Testing similarity of competing risks models by comparing transition probabilities

TL;DR

This paper introduces a statistical framework for testing the similarity of competing risks models based on transition probabilities, with applications in clinical data analysis.

Contribution

It develops a novel bootstrap test for comparing transition probability matrices in multistate processes, improving power over existing methods.

Findings

The method reliably controls type I error in simulations.

It achieves higher statistical power than existing approaches.

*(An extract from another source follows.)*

PR #491, opened 2026-02-18
structural hash as registry digest

alxiong:
As mentioned in https://github.com/tachyon-zcash/ragu/issues/78#issuecomment-3885588746:

> Concretely, we need to increase the current iteration from 6 to 4n+1, so that the vanishing polynomial of degree 4n-1 doesn't exist.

Applied to prostate cancer data, it identifies thresholds of similarity in patient readmission dynamics.

Abstract

Assessing whether two patient populations exhibit comparable event dynamics is essential for evaluating treatment equivalence, pooling data across cohorts, or comparing clinical pathways across hospitals or strategies. We introduce a statistical framework for formally testing the similarity of competing risks models based on transition probabilities, which represent the cumulative risk of each event over time. Our method defines a maximum-type distance between the transition probability matrices of two multistate processes and employs a novel constrained parametric bootstrap test to evaluate similarity under both administrative and random right censoring. We theoretically establish the asymptotic validity and consistency of the bootstrap test. Through extensive simulation studies, we show that our method reliably controls the type I error and achieves higher statistical power than existing intensity-based approaches. Applying the framework to routine clinical data of prostate cancer patients treated with radical prostatectomy, we identify the smallest similarity threshold at which patients with and without prior in-house fusion biopsy exhibit comparable readmission dynamics. The proposed method provides a robust and interpretable tool for quantifying similarity in event history models.